PR #24542, opened 2020-07-14
fix: Node.js cpu and heap profiling

codebytere:
Backport of https://github.com/electron/electron/pull/24528.

See that PR for more details.

Notes: Fixed an issue where cpu and heap profiling in Node.js did not work properly with `--cpu-prof`, `--heap-prof`, and related CLI flags.


codebytere:
We can't re-enabled tests here owing to: https://github.com/electron/electron/pull/23213 not being in this branch as it hasn't been exposed yet. The tests use `assert.ok` which dies as we don't use Node.js' prepareStackTrace callback in this PR. This should be otherwise good to go though.

PR #24545, opened 2020-07-14
build: add apple silicon support

MarshallOfSound:
Does what it says on the tin, the patch surface area has been reduced to basically 0 as a result of upstream work.  There are still a few things being upstreamed and the remaining patches should disappear then.

Notes: Added new experimental apple silicon (darwin arm64) builds


.circleci/config.yml
```diff
@@ -1939,22 +1957,14 @@ jobs:
...
       <<: *env-testing-build
     <<: *steps-electron-gn-check
 
-  osx-chromedriver:
-    <<: *machine-mac
-    environment:
-      <<: *env-machine-mac
-      <<: *env-release-build
-      <<: *env-send-slack-notifications
-    <<: *steps-chromedriver-build
```
nornagon, line 1955: Was it intentional to remove the chromedriver build?

.circleci/config.yml
```diff
@@ -2009,7 +2036,7 @@ jobs:
           checkout-and-assume-cache: true
           attach: false
 
-  mas-testing-gn-check:
+  mas-testing-x64-gn-check:
```
nornagon, line 2039: do we need to build MAS versions of arm64 as well?

patches/chromium/chore_disable_failing_blink_font_dcheck_on_big_sur.patch
```diff
@@ -0,0 +1,26 @@
...
+   SkFontParameters::Variation::Axis axes_parameters[num_axes];
+-  int returned_axes =
+-      typeface->getVariationDesignParameters(axes_parameters, num_axes);
+-  DCHECK_EQ(num_axes, returned_axes);
+-  DCHECK_GE(num_axes, 0);
++  // int returned_axes =
++  //     typeface->getVariationDesignParameters(axes_parameters, num_axes);
++  // DCHECK_EQ(num_axes, returned_axes);
++  // DCHECK_GE(num_axes, 0);
+
```
nornagon, line 24: This doesn't seem _super_ upstreamable. When will we know when we can remove this?

patches/chromium/fix_check_issecureeventinputenabled_in_constructor_before_setting.patch
```diff
@@ -0,0 +1,21 @@
+From 0000000000000000000000000000000000000000 Mon Sep 17 00:00:00 2001
+From: John Kleinschmidt <jkleinsc@github.com>
+Date: Thu, 9 Jul 2020 11:16:30 -0400
+Subject: fix: check IsSecureEventInputEnabled in constructor before setting
+ SetPasswordInputEnabled to true
+
+It appears that macOS 12 has IsSecureEventInputEnabled set to true initially.
```
nornagon, line 7: this is upstreamed already, right?

patches/v8/chore_add_v8_apple_silicon_patches.patch
```diff
@@ -0,0 +1,134 @@
...
+--- a/src/codegen/arm64/macro-assembler-arm64.cc
++++ b/src/codegen/arm64/macro-assembler-arm64.cc
+@@ -2973,6 +2973,35 @@ void TurboAssembler::PrintfNoPreserve(const char* format,
+ 
+   int arg_count = kPrintfMaxArgCount;
+ 
++#if V8_OS_MACOSX && !USE_SIMULATOR
++  CPURegList tmp_list = kCallerSaved;
++  tmp_list.Remove(x0);      // Used to pass the format string.
++  tmp_list.Remove(arg0, arg1, arg2, arg3);
```
nornagon, line 19: extremely terrifying patch

script/spec-runner.js
```diff
@@ -225,6 +225,9 @@ async function installSpecModules (dir) {
     npm_config_nodedir: nodeDir,
     npm_config_msvs_version: '2019'
   });
+  if (fs.existsSync(path.resolve(dir, 'node_modules'))) {
+    await fs.remove(path.resolve(dir, 'node_modules'));
+  }
```
nornagon, line 230: big oof

patches/chromium/fix_check_issecureeventinputenabled_in_constructor_before_setting.patch
jkleinsc: Yes - https://chromium-review.googlesource.com/c/chromium/src/+/2295749

.circleci/config.yml
MarshallOfSound: This build was unused and completely unreferenced

.circleci/config.yml
MarshallOfSound: Yes but not right now

patches/chromium/fix_check_issecureeventinputenabled_in_constructor_before_setting.patch
MarshallOfSound: Yes but we haven't absorbed it yet

patches/chromium/chore_disable_failing_blink_font_dcheck_on_big_sur.patch
MarshallOfSound: Chrome are aware of the failure on Big Sur and are working themselves on fixing it

script/spec-runner.js
MarshallOfSound: We can remove this once my `node-gyp` changes are absorbed upstream

patches/v8/chore_add_v8_apple_silicon_patches.patch
MarshallOfSound: V8 is mostly terrifying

********

• Problem requirements:
Report how many lines in the listing above include the word "MarshallOfSound". Give nothing but the number.

• Solution below:
7